State how many lines in the entries below include the string "tmpfs", and give nothing beyond that number.

___ THE DATA ___

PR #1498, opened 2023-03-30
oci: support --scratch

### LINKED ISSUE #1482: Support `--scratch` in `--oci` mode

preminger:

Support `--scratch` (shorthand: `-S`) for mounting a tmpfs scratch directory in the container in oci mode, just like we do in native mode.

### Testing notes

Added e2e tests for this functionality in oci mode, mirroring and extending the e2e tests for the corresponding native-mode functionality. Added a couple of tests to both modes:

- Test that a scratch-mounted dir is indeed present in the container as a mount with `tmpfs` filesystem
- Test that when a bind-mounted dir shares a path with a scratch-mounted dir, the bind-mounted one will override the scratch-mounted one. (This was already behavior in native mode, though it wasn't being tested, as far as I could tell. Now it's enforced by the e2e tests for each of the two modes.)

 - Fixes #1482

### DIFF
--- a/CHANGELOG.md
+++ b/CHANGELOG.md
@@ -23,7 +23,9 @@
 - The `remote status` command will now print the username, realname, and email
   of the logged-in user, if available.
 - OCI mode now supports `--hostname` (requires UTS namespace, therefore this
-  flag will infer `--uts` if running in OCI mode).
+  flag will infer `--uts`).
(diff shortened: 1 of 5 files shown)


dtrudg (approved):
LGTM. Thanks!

___

### OUTPUT BELOW
2